A Trust Merchant Bank officer crossing a lake in Congo to offer savings accounts to new communities.

This outreach is worth it. Trust Merchant is now represented in all provinces, in many rural areas and cities, with dozens of branches. Its initial capital of $1.5 million in 2004 has grown to more than $100 million in equity today. It has 2.7 million bank accounts, and added 400,000 accounts during the pandemic. Sixteen years ago, when the bank began, there were only about 40,000 bank accounts in the country and most were held by wealth elites or expatriates, McEvoy says.

Urgent help during the pandemic

The European Investment Bank’s loan will enable Trust Merchant Bank to give several thousand loans of around $4,000 to $5,000 each to micro-firms and small businesses that need money to pay employees, buy supplies and cover other expenses during the pandemic. These companies will get loans with a fair interest rate, rather than the 30% to 40% interest a month they would pay to an “informal lender” in Congo. Sectors that will get new loans include food production, logistics, hospital care, small-scale information technology firms and farming.

“These sectors may not make a huge contribution to the gross domestic product of the country,” McEvoy says, “but they are a big help to the livelihood of the communities where people live.”

The EIB also intends to offer a loan guarantee of €30 million to give Trust Merchant Bank more power to approve new loans to small and medium-sized firms. The loan is part of the European Investment Bank’s rapid response package for the pandemic, and the guarantee would come from a European Union finance initiative for small companies. This assistance mainly will support TMB’s outreach efforts with thousands of small enterprises in Congo.

In total, the European Investment Bank is offering up to €200 million to help west and central Africa fight the crisis, especially targeting the private sector and small companies. The EU bank plans to mobilise more than €100 billion in investment in Africa this decade.

The European Investment Bank also signed a loan deal with Trust Merchant Bank in 2018 for €15 million. 

 “We are letting TMB give longer-term financing to more people across Congo,” says Schulte, the EIB loan officer. “The problem in some African countries like Congo is that banks often provide primarily short-term loans to their clients to give them working capital. With this new credit line, the EIB is helping TMB offer more lending for clients’ long-term capital investments. This is done by giving TMB long-term financing in addition to its short-term deposit financing that comes from their clients.”

>@TMB
© TMB

Trust Merchant Bank officers also deliver state workers’ monthly salaries when they cross the country offering banking services.

There are many other benefits for Trust Merchant.

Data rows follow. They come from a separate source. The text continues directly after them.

PR #1837, opened 2026-06-29
fix(retriever): return empty list instead of None from SerperSearch.search

Bartok9:
## Summary

- `SerperSearch.search` now returns `[]` (not `None`) on its three error paths.
- Prevents `TypeError: object of type 'NoneType' has no len()` when a Serper request fails.

## Motivation

`SerperSearch.search` documents a `list` return type, and every sibling
retriever (`serpapi`, `brave`, `bing`, `searx`) returns `[]` on failure.
But three paths returned a bare `None`:

```python
if resp is None:
    return            # -> None
try:
    search_results = json.loads(resp.text)
except Exception:
    return            # -> None
if search_results is None:
    return            # -> None
```

Callers treat the result as a list. `get_search_results` is annotated
`-> List[Dict[str, Any]]`, and `skills/researcher.py` does this immediately:

```python
search_results = await get_search_results(query, self.researcher.retrievers[0], ...)
self.logger.info(f"Initial search results obtained: {len(search_results)} results")
```

So a transient Serper failure (network blip, rate-limit HTML body, `null`
JSON) crashed the whole research run with
`TypeError: object of type 'NoneType' has no len()` instead of degrading to
an empty result set the way the other retrievers do.

## Verification

- `python -m pytest tests/test_serper_returns_list.py` — 3 passed.

## Real behavior proof

Regression test drives all three error paths with a mocked `requests.request`.

**Without the fix:**
```
FAILED tests/test_serper_returns_list.py::test_search_returns_list_when_response_none
FAILED tests/test_serper_returns_list.py::test_search_returns_list_when_body_unparseable
FAILED tests/test_serper_returns_list.py::test_search_returns_list_when_json_null
3 failed
```
Each assertion `len(out) == 0` raises `TypeError: object of type 'NoneType' has no len()` — the exact production failure.

**With the fix:** `3 passed`.

## Scope / risk

Three one-word changes (`return` -> `return []`) in the error branches only.
The success path is untouched, so well-formed responses behave identically.

### DIFF
--- a/gpt_researcher/retrievers/serper/serper.py
+++ b/gpt_researcher/retrievers/serper/serper.py
@@ -104,15 +104,16 @@ class SerperSearch():
 
         resp = requests.request("POST", url, timeout=10, headers=headers, data=data)
 
-        # Preprocess the results
+        # Preprocess the results. Always return a list so callers (which do
+        # `len(...)` / iterate over the result) never receive None.
         if resp is None:
-            return
+            return []
         try:
             search_results = json.loads(resp.text)
         except Exception:
-            return
+            return []
         if search_results is None:
-            return
+            return []
 
         results = search_results.get("organic", [])
         search_results = []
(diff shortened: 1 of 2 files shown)


assafelovic:
Superseded by #1907 ✅

PR #1838, opened 2026-06-29
fix(retriever): return empty list instead of None from PubMedCentralSearch.search

Bartok9:
## Summary

- `PubMedCentralSearch.search` now returns `[]` (not `None`) when no articles are found.
- Prevents `TypeError: object of type 'NoneType' has no len()` on a zero-hit PubMed query.

## Motivation

`search` returned `None` whenever `_search_articles` produced nothing — a
genuine search miss, or a transient esearch failure:

```python
article_ids = self._search_articles(max_results)
if not article_ids:
    return None
```

But the result is consumed as a list. `actions.query_processing.get_search_results`
is annotated `-> List[Dict[str, Any]]`, and `skills/researcher.py` runs:

```python
search_results = await get_search_results(query, self.researcher.retrievers[0], ...)
self.logger.info(f"Initial search results obtained: {len(search_results)} results")
```

So a query that returns no PubMed articles crashed the research run with
`TypeError: object of type 'NoneType' has no len()`, instead of degrading to
an empty result set like every other retriever (serpapi/brave/bing/searx all
return `[]`).

## Verification

- `python -m pytest tests/test_pubmed_central_returns_list.py` — 2 passed.

## Real behavior proof

Regression test patches `_search_articles` to return `None` and `[]`.

**Without the fix:**
```
FAILED tests/test_pubmed_central_returns_list.py::test_search_returns_list_when_no_article_ids
FAILED tests/test_pubmed_central_returns_list.py::test_search_returns_list_when_empty_article_ids
2 failed
```
The `len(out) == 0` assertion raises `TypeError: object of type 'NoneType' has no len()` — the exact production failure.

**With the fix:** `2 passed`.

## Scope / risk

One return path changed (`return None` -> `return []`) plus a return-type
annotation tightened to `List[Dict[str, Any]]`. The success path (articles
found) is untouched.

### DIFF
--- a/gpt_researcher/retrievers/pubmed_central/pubmed_central.py
+++ b/gpt_researcher/retrievers/pubmed_central/pubmed_central.py
@@ -125,7 +125,7 @@ class PubMedCentralSearch:
         except requests.RequestException as e:
             return None
 
-    def search(self, max_results: int = 5) -> Optional[List[Dict[str, Any]]]:
+    def search(self, max_results: int = 5) -> List[Dict[str, Any]]:
         """
         Performs the search and retrieves full text content.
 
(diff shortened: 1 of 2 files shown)


assafelovic:
Superseded by #1907 ✅

PR #1839, opened 2026-06-29
fix(scraper): guard ArxivScraper against empty retriever results

Bartok9:
## Summary

- `ArxivScraper.scrape` now returns `("", [], "")` when the retriever yields no documents instead of raising `IndexError`.
- Metadata is read with `.get()` so a paper missing `Published`/`Authors`/`Title` no longer raises `KeyError`.

## Motivation

`scrape` indexed the first document unconditionally:

```python
docs = retriever.invoke(query)
context = f"Published: {docs[0].metadata['Published']}; Author: {docs[0].metadata['Authors']}; Content: {docs[0].page_content}"
...
return context, image, docs[0].metadata["Title"]
```

`ArxivRetriever` returns an **empty list** when the query (derived from the
URL's last path segment) matches no paper — a malformed or non-arXiv link, or
a transient arXiv API failure. `docs[0]` then raised `IndexError` and aborted
the entire scrape run, even though every other scraper (`BeautifulSoupScraper`,
`WebBaseLoaderScraper`, `FireCrawl`) degrades gracefully to `("", [], "")`.

The hard-keyed `metadata['Published'|'Authors'|'Title']` access was a second
latent crash for any record missing one of those fields.

## Verification

- `python -m pytest tests/test_arxiv_scraper_empty.py` — 2 passed.

## Real behavior proof

Regression test mocks `ArxivRetriever` to return `[]` and to return a doc.

**Without the fix:**
```
FAILED tests/test_arxiv_scraper_empty.py::test_scrape_returns_empty_when_no_docs
E       IndexError: list index out of range
1 failed, 1 passed
```
— the exact production crash.

**With the fix:** `2 passed` (empty -> `("", [], "")`; present -> content + title).

## Scope / risk

Adds an empty-list guard and switches metadata reads to `.get()`. The happy
path (a paper is found with full metadata) is behaviourally unchanged.

### DIFF
--- a/gpt_researcher/scraper/arxiv/arxiv.py
+++ b/gpt_researcher/scraper/arxiv/arxiv.py
@@ -37,16 +37,24 @@ class ArxivScraper:
 
         Returns:
             (context, images, title) matching other scrapers.
+
+        When the query matches no paper (malformed/non-arXiv id, or empty
+        client results), degrade to an empty result instead of raising so a
+        single bad URL cannot abort the whole scrape pipeline.
         """
+        paper_id = _paper_id_from_link(self.link)
+        if not paper_id:
+            return "", [], ""
+
         import arxiv
 
-        paper_id = _paper_id_from_link(self.link)
         client = arxiv.Client()
         search = arxiv.Search(id_list=[paper_id], max_results=1)
         try:
             paper = next(client.results(search))
-        except StopIteration as exc:
-            raise ValueError(f"No arXiv paper found for id {paper_id!r}") from exc
+        except StopIteration:
+            # No matching paper — mirror other scrapers: empty degrade.
+            return "", [], ""
 
         authors = ", ".join(a.name for a in (paper.authors or []))
         published = paper.published.date().isoformat() if paper.published else ""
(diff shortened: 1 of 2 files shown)


assafelovic:
Thanks @Bartok9! The arXiv scraper was rewritten to use the Client API in #1906 (your #1896), which touches the same code this fix guards. This now conflicts — could you rebase onto the latest `main` so the empty-results guard sits on top of the new arXiv fetch? 🙏

Bartok9:
🤖 Ack — #1906 rewrites this scraper to the `arxiv.Client` API and changes the no-paper path to raise `ValueError` (vs my degrade-to-empty). Rather than rebase a guard that the rewrite reshapes, I'd rather not create churn on top of an unmerged PR. Once #1906 lands, if you still want the no-paper case to degrade gracefully instead of raising, ping me and I'll add a focused follow-up on the new code. Otherwise happy to close as superseded — your call. 🙏

Bartok9:
@assafelovic Rebased onto latest `main` (`c8604e1f`). Empty-results guard is back on the current `ArxivRetriever` path (`if not docs: return \"\", [], \"\"` + safe metadata `.get`). Note: Client-API rewrite in open #1906 still reshapes this path to raise on missing paper; once that lands we can re-follow if you want degrade-to-empty on the new API. Ready for re-review. 🙏

assafelovic:

Bartok9:
Thanks @assafelovic — glad the empty-results guard landed via #2074 (`9140bde5`) with co-author credit. Appreciate you stacking and verifying across 3.12–3.14.

PR #1842, opened 2026-06-30
fix(scraper): remove PyMuPDF temp file even when PDF loading fails

Bartok9:
## Summary

- `PyMuPDFScraper.scrape` downloads a remote PDF into a `NamedTemporaryFile(delete=False, suffix=".pdf")` and then loads it with `PyMuPDFLoader`. It called `os.remove(temp_filename)` **only on the success path**.
- User-facing impact: every time `PyMuPDFLoader.load()` raises (malformed / partial / truncated PDF, common with flaky downloads), the broad `except` swallows the error and the downloaded temp `.pdf` is left behind in the temp dir. Over a long run that's an unbounded disk leak.

## Motivation

The fix wraps the load in `try/finally` so the temp file is removed whether or not loading succeeds (the `os.remove` itself is guarded with `except OSError` so cleanup can't mask the real error). The empty-result contract `("", [], "")` on failure is unchanged.

## Verification

- `python -m pytest tests/test_pymupdf_tempfile_cleanup.py -q` — 1 passed.

## Real behavior proof

**Regression test** `tests/test_pymupdf_tempfile_cleanup.py` mocks `requests.get` to return PDF bytes and `PyMuPDFLoader.load` to raise `RuntimeError("corrupt PDF")`, then asserts no new `*.pdf` appears in the temp dir.

Without the fix:
```
FAILED tests/test_pymupdf_tempfile_cleanup.py::test_tempfile_removed_when_loader_raises
1 failed
```
(a leaked temp file remains)

With the fix:
```
tests/test_pymupdf_tempfile_cleanup.py .                                 [100%]
1 passed
```

## Scope / risk

- Touches only `gpt_researcher/scraper/pymupdf/pymupdf.py` (the URL download branch) + a new test.
- Local-file branch (no temp file) and the empty-result error contract are unchanged.

### DIFF
--- a/gpt_researcher/scraper/pymupdf/pymupdf.py
+++ b/gpt_researcher/scraper/pymupdf/pymupdf.py
@@ -57,10 +57,16 @@ class PyMuPDFScraper:
                     for chunk in response.iter_content(chunk_size=8192):
                         temp_file.write(chunk)  # Write the downloaded content to the temporary file
 
-                loader = PyMuPDFLoader(temp_filename)
-                doc = loader.load()
-
-                os.remove(temp_filename)
+                # Always clean up the downloaded temp file, even if loading fails
+                # (PyMuPDFLoader.load() can raise on a malformed/partial PDF).
+                try:
+                    loader = PyMuPDFLoader(temp_filename)
+                    doc = loader.load()
+                finally:
+                    try:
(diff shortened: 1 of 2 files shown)


assafelovic:
Superseded by #1908 ✅

PR #1843, opened 2026-06-30
fix(deep-research): don't drop all context when newest item exceeds word limit

Bartok9:
## Summary

- `trim_context_to_word_limit` keeps the most recent context items within a word budget. It iterated newest-first and `break`ed on the first item that didn't fit.
- User-facing impact: when the **most recent** context item alone exceeds `max_words` (a long scraped page / big learning), the `break` fires on the *first* iteration and discards the **entire** context list — including smaller, older items that would have fit comfortably. Deep research then proceeds with zero context for that step.

## Motivation

Replace the unconditional `break` with: skip an oversized item and keep scanning; `break` only once the budget is actually exhausted. Smaller items still get included even if a newer item was too big.

## Verification

- `python -m pytest tests/test_trim_context_word_limit.py -q` — 3 passed.

## Real behavior proof

**Repro (old code):**
```
items = ['small one', 'small two', 'x '*5000]   # newest is huge
trim_context_to_word_limit(items, max_words=100)  ->  []   # everything dropped
```

**Regression test** `tests/test_trim_context_word_limit.py` asserts the two small items survive when the newest item is oversized. It FAILS without the fix:
```
FAILED tests/test_trim_context_word_limit.py::test_oversized_recent_item_does_not_drop_smaller_older_items
1 failed, 2 passed
```
and passes with it:
```
3 passed
```
The other two tests confirm in-budget items are all kept in order and the budget still stops once exhausted.

## Scope / risk

- Touches only `trim_context_to_word_limit` in `gpt_researcher/skills/deep_research.py` + a new test.
- In-budget behavior and ordering are unchanged (covered by tests).

### DIFF
--- a/gpt_researcher/skills/deep_research.py
+++ b/gpt_researcher/skills/deep_research.py
@@ -32,7 +32,12 @@ def trim_context_to_word_limit(context_list: List[str], max_words: int = MAX_CON
             trimmed_context.insert(0, item)  # Insert at start to maintain original order
             total_words += words
         else:
-            break
+            # Skip this item but keep scanning: a single oversized entry (often
+            # the most recent one) must not drop every smaller item that would
+            # still fit. Stop only once the budget is exhausted.
+            if total_words >= max_words:
+                break
+            continue
 
     return trimmed_context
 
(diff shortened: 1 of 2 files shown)


assafelovic:

Bartok9:
🤖 Confirmed covered — `trim_context_to_word_limit` on current `main` already keeps the oversized newest item (truncated to the word limit) instead of dropping all context (`deep_research.py`, the `elif not trimmed_context` branch). Closing as covered. Thanks! 🙏

PR #1844, opened 2026-06-30
fix(retriever): handle errors and missing keys in BoChaSearch

Bartok9:
## Summary

- `BoChaSearch.search` indexed `json_response["data"]["webPages"]["value"]` directly and had **no** error handling around the HTTP call or the response shape.
- User-facing impact: a non-200 response (rate limit / bad key / server error), a body that doesn't decode as JSON, or a payload missing those keys raises an unhandled `KeyError` / `JSONDecodeError` that propagates out of `search()` and crashes the whole research run. Every other retriever in the repo (serper, searchapi, semantic_scholar, etc.) degrades to `[]` on failure.

## Motivation

Make BoCha consistent with its sibling retrievers: add `timeout` + `raise_for_status()`, catch `requests.RequestException` / `ValueError` (JSON decode) and return `[]`, walk `data.webPages.value` defensively, and use `result.get(...)` so an item missing a field doesn't crash the loop.

> Note: a prior community PR (#1722) raised the same issue but was closed without a maintainer review and shipped no test. This version adds full regression coverage.

## Verification

- `python -m pytest tests/test_bocha_error_handling.py -q` — 3 passed.

## Real behavior proof

**Regression tests** `tests/test_bocha_error_handling.py` cover (1) a payload missing the expected keys, (2) a `requests.RequestException`, and (3) a valid payload (including a result missing `snippet`). All three FAIL without the fix:
```
FAILED tests/test_bocha_error_handling.py::test_missing_keys_returns_empty_list
FAILED tests/test_bocha_error_handling.py::test_request_exception_returns_empty_list
FAILED tests/test_bocha_error_handling.py::test_valid_payload_is_normalized
3 failed
```
and pass with it:
```
3 passed
```

## Scope / risk

- Touches only `gpt_researcher/retrievers/bocha/bocha.py` + a new test.
- The happy-path output shape (`{title, href, body}`) is unchanged for well-formed responses; only error/edge behavior is hardened.

### DIFF
--- a/gpt_researcher/retrievers/bocha/bocha.py
+++ b/gpt_researcher/retrievers/bocha/bocha.py
@@ -40,19 +40,32 @@ class BoChaSearch():
             "count": max_results
         }
 
-        response = requests.post(url, headers=headers, json=data)
+        try:
+            response = requests.post(url, headers=headers, json=data, timeout=10)
+            response.raise_for_status()
+            json_response = response.json()
+        except (requests.RequestException, ValueError) as e:
+            logging.getLogger(__name__).warning(
+                f"Error: {e}. Failed fetching sources. Resulting in empty response."
+            )
+            return []
 
-        json_response = response.json()
-        results = json_response["data"]["webPages"]["value"]
+        # The BoCha response shape is data.webPages.value; any of these may be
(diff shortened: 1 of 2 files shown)


assafelovic:
Superseded by #1907 ✅

PR #1845, opened 2026-07-01
fix(retriever): guard XquikSearch against null author/tweets/text fields

Bartok9:
## Summary
- Guard `XquikSearch._search_tweets` against explicit JSON `null` values for `tweets`, `author`, `text`, and `id`.
- User-facing impact: X/Twitter searches that previously returned **zero** results due to a swallowed crash now return the real tweets.

## Motivation
The Xquik API can send an explicit `null` for `tweets` (no results) or for a tweet's `author` / `text` fields. `dict.get(key, default)` only substitutes the default when the key is **absent**, not when its value is `None`. So `tweet.get("author", {})` returns `None` for `{"author": null}`, and the following `author.get("username")` (and `text[:120]`) raise `AttributeError` / `TypeError`. That exception is caught by the broad `except` in `search()`, which logs and returns `[]` — silently dropping **every** result for the whole query.

The sibling `GetXAPISearch` retriever already uses `or {}` / `or ""` fallbacks; this brings Xquik in line.

## Fix
Replace `.get(key, default)` with `.get(key) or default` for the null-prone fields, so an explicit `null` falls back correctly.

## Verification
- `python -m pytest tests/test_xquik_null_fields.py` — **3 passed**.
- Verified the new tests FAIL without the change:
  - `2 failed, 1 passed` before the fix (`test_null_author_still_returns_result`, `test_null_text_and_id_do_not_crash` crash on the `None`).
  - `3 passed` after the fix.
- No unrelated files touched (retriever + one new test).

### DIFF
--- a/gpt_researcher/retrievers/xquik/xquik.py
+++ b/gpt_researcher/retrievers/xquik/xquik.py
@@ -68,14 +68,19 @@ class XquikSearch:
         with urllib.request.urlopen(req, timeout=15) as resp:
             data = json.loads(resp.read().decode("utf-8"))
 
-        tweets = data.get("tweets", [])
+        # Use `or` fallbacks so an explicit JSON null ("tweets": null,
+        # "author": null, "text": null) does not slip a None past `.get()`'s
+        # default and crash slicing / attribute access below — which the
+        # broad except in search() would swallow, silently dropping every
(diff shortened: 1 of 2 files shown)


assafelovic:
Superseded by #1907 ✅

PR #1851, opened 2026-07-03
fix(researcher): don't treat search snippets as prefetched full content

### LINKED ISSUE #1846: Snippet retrievers (searx): search snippets >100 chars are treated as prefetched full content, so pages are never scraped
## Summary

With snippet-based retrievers (searx, and any retriever that returns search-result snippets in the `body` key), the prefetched-content heuristic in `gpt_researcher/skills/researcher.py` treats **search snippets as if they were the full page content** and skips scraping entirely. The result: research context is built from concatenated ~150–400 char snippets instead of scraped pages, and report quality collapses silently.

Present in **0.15.1** and current **master**.

## Mechanism

In `_search_relevant_source_urls` (`gpt_researcher/skills/researcher.py`):

```python
for result in search_results:
    url = result.get("href") or result.get("url")
    raw_content = result.get("raw_content") or result.get("body")
    if url and raw_content and len(raw_content) > 100:
        # Retriever already fetched full content (e.g. PubMed Central)
        prefetched_content.append({
            "url": url,
            "raw_content": raw_content,
        })
        self.researcher.add_research_sources([{"url": url}])
    elif url:
        new_search_urls.append(url)
```

The intent (per the comment) is to pass through retrievers that genuinely return full text — those use the **`raw_content`** key (`pubmed_central`, `tavily` with raw content, `custom`). But the fallback `or result.get("body")` also captures **snippet** retrievers: `searx` maps the SearXNG `content` field (a search snippet) to `body`:

```python
# retrievers/searx/searx.py
{
    "href": result.get('url', ''),
    "body": result.get('content', '')
}
```

Search snippets are typically 150–400 chars, so virtually every result passes the `> 100` test → almost **no URL is ever scraped**. Each "source" contributes only its snippet, and `research_sources` entries are url-only dicts (which is also why `get_research_sources()` returns sources with no title/content in this mode).

## Reproduction

- `RETRIEVER=searx` (self-hosted SearXNG), gpt-researcher 0.15.1, default `research_report` flow.
- `conduct_research()` on any query, then inspect `get_research_context()` and `get_research_sources()`.

**Observed (before fix):** context ≈ **290 words** for 40 "sources"; sources are `{"url": ...}` only; scraper is essentially never invoked.

## Fix that worked for us

Only treat the `raw_content` key as prefetched full content; let `body` snippets flow to real scraping:

```diff
-                    raw_content = result.get("raw_content") or result.get("body")
+                    raw_content = result.get("raw_content")
```

**Measured effect (same query, same SearXNG instance, before → after):**

| metric | before | after |
|---|---|---|
| research context | 290 words | **4,614 words** |
| sources with real content | 1/40 | **16/16** |

The `> 100` length guard still applies to genuine `raw_content`, so PubMed-style full-text pass-through is unchanged.

An alternative, if dropping the `body` fallback is too aggressive for some retriever I haven't considered, would be raising the threshold well above snippet length (e.g. `> 1000`) — but keying on `raw_content` seems truer to the intent of the original comment.

Happy to open a PR with the one-line change if the approach looks right.

Bartok9:
## Summary

- Snippet retrievers (searx, and anything returning search-result snippets under the `body` key) had their snippets mistaken for full page content, so URLs were never scraped.
- Prefetched-content detection now keys on `raw_content` only; `body` snippets flow through to real scraping.

## Motivation

Closes #1846.

In `_search_relevant_source_urls` the prefetched-content heuristic was:

```python
raw_content = result.get("raw_content") or result.get("body")
if url and raw_content and len(raw_content) > 100:
    # treat as already-fetched full content, skip scraping
```

The intent (per the code comment) is to pass through retrievers that genuinely return full text — those use the `raw_content` key (`pubmed_central`, tavily-with-raw-content, `custom`). But the `or result.get("body")` fallback also captured **snippet** retrievers: searx maps SearXNG's `content` field to `body`, and those snippets are typically 150–400 chars. They easily pass the `> 100` guard, so nearly every result was treated as prefetched → the scraper was essentially never invoked and context was built from concatenated snippets.

The fix drops the `body` fallback. The `> 100` length guard still applies to genuine `raw_content`, so PubMed-style full-text pass-through is unchanged.

## Verification

- `python -m pytest tests/test_snippet_scraping.py -v` — 2 passed.
- New regression test `test_body_snippet_flows_to_scraping` **fails without the fix** (a 250-char `body` snippet is wrongly classified as prefetched, so the URL never reaches `new_search_urls`):

```
tests/test_snippet_scraping.py::TestSnippetScraping::test_body_snippet_flows_to_scraping FAILED
AssertionError: Lists differ: [] != ['https://example.com/a']
```

  With the fix applied, both the snippet-flows-to-scraping and the raw_content-still-prefetched cases pass.
- Did NOT change: the `> 100` length guard, or the genuine `raw_content` pass-through path.

### DIFF
--- a/gpt_researcher/skills/researcher.py
+++ b/gpt_researcher/skills/researcher.py
@@ -790,7 +790,13 @@ class ResearchConductor:
                 # Separate results that already have content from those needing scraping
                 for result in search_results:
                     url = result.get("href") or result.get("url")
-                    raw_content = result.get("raw_content") or result.get("body")
+                    # Only the ``raw_content`` key carries genuine full-page text
+                    # (pubmed_central, tavily-with-raw-content, custom). The ``body``
+                    # key holds search-result *snippets* (e.g. searx maps SearXNG's
+                    # ``content`` field to ``body``); those are typically 150-400 chars,
+                    # so treating them as prefetched content would pass the length guard
+                    # below and skip scraping entirely (see issue #1846).
+                    raw_content = result.get("raw_content")
                     if url and raw_content and len(raw_content) > 100:
                         # Retriever already fetched full content (e.g. PubMed Central)
                         prefetched_content.append({
--- a/tests/test_snippet_scraping.py
+++ b/tests/test_snippet_scraping.py
@@ -1,0 +1,93 @@
+"""Regression tests for snippet-vs-prefetched-content classification.
+
+Snippet retrievers (e.g. searx) return short search-result snippets under
+the ``body`` key -- searx maps SearXNG's ``content`` field to ``body``.
+These snippets are typically 150-400 chars.
+
+``_search_relevant_source_urls`` used to treat any result with
+``raw_content`` OR ``body`` longer than 100 chars as *prefetched full
+content* and skip scraping entirely. Because snippets easily exceed 100
+chars, virtually every snippet-retriever result was mistaken for full page
+content, so the scraper was essentially never invoked and report quality
+collapsed (see issue #1846).
+
+The fix keys prefetched-content detection on ``raw_content`` only, so
+``body`` snippets flow through to real scraping while genuine full-text
+pass-through (pubmed_central, tavily-with-raw-content) is unchanged.
+"""
+
+import asyncio
+import unittest
+
+from gpt_researcher.skills.researcher import ResearchConductor
+
+
+class _FakeRetriever:
+    """Minimal retriever returning a fixed result set."""
+
+    _results = []
+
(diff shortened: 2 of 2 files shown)


assafelovic:

Bartok9:
🤖 Confirmed covered — `researcher.py` now only treats `raw_content` as prefetched full content (snippet-sized `body` still gets scraped), which is exactly this fix. Closing as covered. Thanks! 🙏

PR #1852, opened 2026-07-03
fix(retriever): handle missing keys in SearchApiSearch results

Bartok9:
## Summary

- `SearchApiSearch.search` indexed the JSON response directly — `search_results["organic_results"]` and `result["title"]` / `result["link"]` / `result["snippet"]`.
- Any absent key raised `KeyError`, which the broad `except Exception` caught and turned into an empty result list — silently dropping every source.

“Getting an EIB loan is a confidence-building measure,” McEvoy says. “By interacting with the EIB, we get access to technical assistance and knowhow. We build our human capacity, which is really in short supply in Congo. Having the EIB as a partner also encourages other institutions to reach out to us with new ideas and solutions.”

Building confidence is not always easy in this part of Africa.

“We have had everything thrown at us since we started – an attempted coup, rebel insurrection, the Ebola pandemic, the COVID crisis,” McEvoy says. “We have been stress-tested. But we’re optimistic. We couldn’t do this job without staying optimistic.”